Following a lengthy process of planning and prototyping, was used to make the bucket and spade from a bio-compostable plastic made from 100% fermented plant starch. Katie Peterson opted for this because she wanted to make her installation really sustainable, particularly in view of the fact that the sets were being used on the seashore. So, should the sets have been lost, or swept out to sea during the tour, unlike regular plastics (which can take hundreds of years to degrade) they would return to the landscape, leaving no chemical trace within a matter of months and not adding to the waste already floating in our seas and oceans and that make their way into our food chain.

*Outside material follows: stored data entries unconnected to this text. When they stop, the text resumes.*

PR #616, opened 2023-02-15
Parses inline Enum Rules

MissaelAnda:
Adds support to parse inline Enum Rule class.


shalvah (commented):
Nice work! But don't forget that there's also the `Rule::enum()` version, which quite frankly, is what I'd prefer to use. See https://github.com/knuckleswtf/scribe/blob/6799496e3fa0e79cdcf48f68785c16a942dbc756/tests/Unit/ValidationRuleParsingTest.php#L519

shalvah (approved):
Nice, thank you!

PR #623, opened 2023-02-21
Fix sorting of multiple responses by status code

bram-pkg:
The `sortBy` function from Laravel does not modify the collection's sort order. It returns a new sorted collection.


shalvah:
Thanks! Could you add a test for this?

bram-pkg:
Yep, sure thing!

bram-pkg:
@shalvah I've added some unit tests!

shalvah (approved):

bram-pkg:
I've fixed the PHPStan error, my bad. It should be fine now.

PR #628, opened 2023-03-07
Ignore upgrade check if user hasn't published config yet

sangnguyenplus:
It will throw error if there is no config file in `config/scribe.php`.

We should check if this file exists or not, if it's not exists, just ignore upgrade config.

Before:
Screenshot 2023-03-07 at 15 42 57

After:
Screenshot 2023-03-07 at 15 45 05


shalvah:
Can you fix the tests?

sangnguyenplus:
@shalvah I have just fixed tests.

Please check again.

PR #880, opened 2024-08-07
Fix #879 (Comments are ignored for validator parameters with non string/array (e.g. conditional) rule lists)

### LINKED ISSUE #879: Comments are ignored for validator parameters with non `string`/`array` (e.g. conditional) rule lists
### Scribe version

4.37.1

### PHP version

8.3.7

### Framework

Laravel

### Framework version

11.16

### Scribe config

```ruby
N/A
```

### What happened?

When validator rules contain conditional values (as with `another_val` in the example below), the `GetFromInlineValidatorBase` strategy does not parse the rules, which is expected as only a basic string/array of validator rules are supported. 

```php
$accepts_another_val = true;

$request->validate([
  // A comment describing some_val. Example: null
  'some_val' => ['required', 'max:255', 'string'],
  // A comment describing another_val, only required when certain condition is met. Example: null
  'another_val' => $accepts_another_val ? ['required', 'max:255',  'string'] : ['prohibited'],
]);
```

However, the preceding comment is also ignored and is not included in the generated documentation. This is due to `GetFromInlineValidatorBase` bailing when the validator rule is not a `PhpParser\Node\Scalar\String_` or `PhpParser\Node\Expr\Array_` (in the example above the value is a `PhpParser\Node\Expr\Ternary`), _before_ applying any data from comments:

https://github.com/knuckleswtf/scribe/blob/5eb0f65973db9df5ba455f8bbcc8a1cd6573564b/src/Extracting/Strategies/GetFromInlineValidatorBase.php#L97-L100

I think it should be safe to remove the `continue` here? In which case only supported values (basic `string`/`array`) will be parsed by the strategy, but it would be possible for us to add context via the preceding comment. 

### Docs

thomasfw:
Fixes #879

### DIFF
--- a/src/Extracting/Strategies/GetFromInlineValidatorBase.php
+++ b/src/Extracting/Strategies/GetFromInlineValidatorBase.php
@@ -96,7 +96,6 @@ class GetFromInlineValidatorBase extends Strategy
                 $rules[$paramName] = join('|', $rulesList);
             } else {
                 $rules[$paramName] = [];
-                continue;
             }
 
             $dataFromComment = [];


shalvah:
Makes sense, thanks!

PR #884, opened 2024-08-23
Allow custom output path for `static` and `external_static` instead of only `static`

PatryQHyper:
When you set type to `external_static` and set custom static output_path, it still points to default path in generated HTML.

Generated part of scalar HTML (before PR, output_path is different from `public/docs`):
```html
<script
    id="api-reference"
    data-url="../docs/openapi.yaml">
</script>
```


shalvah:
Good catch!

PR #887, opened 2024-09-05
Fix display of boolean examples on the elements theme

dfsmania:
This **PR** fix the rendering of boolean examples with the **elements theme**. Currently, there's an issue and boolean example cases like `false` and `true` aren't rendering in the right way. At next you can see an image showing this issue:

### Previous to this PR
Screenshot 2024-09-05 at 11-27-01 The Giga Provisioning API

In this image you can see that a `false` example value is not rendered and `true` is rendered like `1`.

### After this PR
Screenshot 2024-09-05 at 11-27-52 The Giga Provisioning API

In this image you can see that boolean example cases are now rendering nicely.

### DIFF
--- a/resources/views/themes/elements/components/field-details.blade.php
+++ b/resources/views/themes/elements/components/field-details.blade.php
@@ -49,12 +49,12 @@
                 @endif
             </div>
         @endif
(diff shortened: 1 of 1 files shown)


shalvah:
Thanks!

PR #888, opened 2024-09-06
Postman collection export: encoding value to prevent validation errors

eschricker:
The generated postman collection from my project was not valid. It contained several `value` entries for query parameters that were pure integer values. This is not compatible with the postman format, which requires strings.

Therefore, I added `urlencode` to the `value` in `PostmanCollectionWriter` to avoid validation errors.

### DIFF
--- a/src/Writing/PostmanCollectionWriter.php
+++ b/src/Writing/PostmanCollectionWriter.php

The decision connected to the choice of material for First There is a Mountain was based very closely on the circular economy. According to the definition provided by the Ellen MacArthur Foundation, this is “one that is restorative and regenerative by design and aims to keep products, components, and materials at their highest utility and value at all times, distinguishing between technical and biological cycles.” 
(source: https://www.ellenmacarthurfoundation.org/circular-economy/what-is-the-circular-economy)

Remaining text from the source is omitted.